从正堂出来,郭曜先去了衙门。赵县令仍然告病,周县丞仍然告假。衙门口的积雪已经三天没人扫了,堆在台阶前面,结了一层硬壳。郭曜推开虚掩的大门走进去,看见大堂上的匾额还在——“明镜高悬”四个字,泥金已经斑驳,匾角挂着一缕蛛丝。

陈伯正在偏房里整理旧卷宗。他看见郭曜进来,微微点了点头。

“大公子,今天是来看什么的?”

“看一样东西。”郭曜说,“鱼鳞册。”

鱼鳞册是常熟县的土地登记簿册,每一块田地都画在图上,标注了四至、亩数、业主。赵捕头烧衙门文书那天,鱼鳞册被抢走了一半,另一半据说被撕了。但陈伯告诉过郭曜,真正的底本存在县衙地窖里,锁了铁箱,钥匙在赵县令手里。赵县令告病之后,那把钥匙就再也没有出现过。

“大公子要看鱼鳞册?”陈伯放下手里的卷宗,“那东西现在看,有用吗?”

“有用。”郭曜说,“我想知道,太湖边上那些渔棚,建在谁的地上。”

陈伯看了他一会儿,然后站起来,走到偏房最里面的一排木架前。架子上堆满了旧卷宗,积了厚厚一层灰。他从最底层抽出一本薄薄的册子,递给郭曜。

“这不是鱼鳞册。这是常熟县渔户的船籍录,十年前编的。鱼鳞册管的是田,渔户没有田,所以不入鱼鳞册。”陈伯拍了拍册子上的灰,“但这上面记录了每一户渔民的船名、船主、人口、落脚点。十年前有一百九十三户,现在不知道还剩多少。”

郭曜接过册子,翻开来。纸页泛黄,字迹是陈伯自己的手笔,工整端正。他一页一页地翻,目光在一个一个名字上滑过。然后他停住了。

他看见了三个字。

“秦大牛”。

秦大牛的名字写在这本船籍录上。十年前,他是太湖上的一条渔船的主人。船名“顺水号”,三丈长,一丈宽,船上有四口人。他的落脚点写的是“老君庙后,芦花荡西”。

老君庙后,芦花荡西。

就是今夜子时,杜七约他去的地方。

郭曜合上册子,抬起头。陈伯正看着他,目光里有某种深沉的审视。

“大公子,”陈伯说,“秦大牛十年前是打鱼的。后来他的船被太湖上的水匪劫了,老婆和孩子都被扔进了湖里。他一个人抱着块船板漂了半夜,漂到了胥口的岸上。从那以后,他就再也不下水了。他把剩下的积蓄全拿出来,给他爹老秦添了一台新铁砧,自己在铁匠铺里学打铁。”

郭曜的手指按在船籍录的封面上,指节发白。

“所以他才会在码头对我笑。”他喃喃道。

“什么?”

“没什么。”郭曜把船籍录还给陈伯,“陈伯,这本册子能不能借我一晚?”

陈伯看了他很久,然后点了点头。

“大公子,”他将册子递过去时,忽然压低了声音,“老君庙后那片芦花荡,是个好地方。芦苇长得比人高,藏得住人,也藏得住话。”

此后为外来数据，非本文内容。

Issue #1055, opened 2022-10-07
Linux containers not cleaned up after VM reboot


jbemmel:
Suspected cause: https://github.com/srl-labs/containerlab/blob/2d6d77baf9b7c9b15cfdc93c19f74bbf37679a20/runtime/docker/docker.go#L411

When the host system reboots, most containers are removed but a set of Linux containers remains running in isolation

hellt:
As you can see, the reason is in the comment section. Some management
containers (like telemetry stack) may fail over time and the automatic
restart beings them back without human intervention.

Rebooting a node with a lab running is considered to be an incident, and a
manual clean up is expected. Luckily it is a single line bash script

jbemmel:
I would still like to be able to disable this through configuration. When building automated topologies with several simple linux host containers, I prefer them to be cleaned up like the other non-linux containers, and not stick around

Suggestion:
 auto-restart: False (default True)

hellt:
thanks

PR #1056, opened 2022-10-07
Add auto-remove=yes option to avoid auto-restart policy and cleanup containers automatically

jbemmel:
See https://github.com/srl-labs/containerlab/issues/1055

### DIFF
--- a/clab/config.go
+++ b/clab/config.go
@@ -230,6 +230,7 @@ func (c *CLab) createNodeCfg(nodeName string, nodeDef *types.NodeDefinition, idx
 		CPUSet:          c.Config.Topology.GetNodeCPUSet(nodeName),
 		Memory:          c.Config.Topology.GetNodeMemory(nodeName),
 		StartupDelay:    c.Config.Topology.GetNodeStartupDelay(nodeName),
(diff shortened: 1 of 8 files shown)


hellt:
thanks @jbemmel 
let's name it `restart-policy` to align with the terms docker/k8s use for containers https://docs.docker.com/config/containers/start-containers-automatically/#use-a-restart-policy

hellt:
thanks @jbemmel 
I have changed the type to bool as this seems to be inline with the flag value of the docker CLI
Will add a test and merge this

jbemmel:
> thanks @jbemmel
> I have changed the type to bool as this seems to be inline with the flag value of the docker CLI
> Will add a test and merge this

I started with a bool, but the problem is that if you set it to ‘false’ the logic drops down to the next level. A bool cannot distinguish between “not set” and “set to false”

hellt:
@jbemmel yes, initially I decided to not cater for the use case where a true set on kind level can be overridden by `false` set on node level, but it makes sense to do it right from the get go

this PR uses pointers to address that https://github.com/srl-labs/containerlab/pull/1065
anyhow, in the today's release 0.32.2 you should be able to start using this feature with a caveat you know about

郭曜与他对视了一眼。他没有问陈伯是怎么知道他要去的。

他只是接过册子,拱了拱手,转身走了出去。

入夜之后,常熟城里起了风。

不是前几日那种细碎的寒风,而是一种从太湖上空直扑下来的大风,卷着湖水的腥气和芦苇的碎屑,灌进每一条巷子,拍得门板啪啪作响。郭曜在书房里坐到了将近子时,然后将账簿揣进怀里,吹灭了灯。

他没有走正门。郭府后门的那把锁仍然是虚挂着的,他轻轻一推就开了。他闪身出去,贴着墙根走了一段,然后拐进了通往西城门的小巷。

城门已经关了,但城墙上守夜的家丁今夜只有两个,而且都缩在城楼里避风。郭曜沿着城墙根找到了那扇废弃的排水涵洞,那是他少年时代偷偷溜出城去太湖边摸鱼的秘密通道。十几年过去了,涵洞的铁栅栏已经锈断了两根,刚好够一个人侧身钻过去。

他钻进涵洞,爬过一段湿滑的砖砌通道,从城墙外侧的排水口钻了出来。面前就是太湖的湖岸线。风更大了,湖面上看不见一丝光,只有黑沉沉的波浪一层一层地涌向岸边,拍在礁石上,溅起白色的碎沫。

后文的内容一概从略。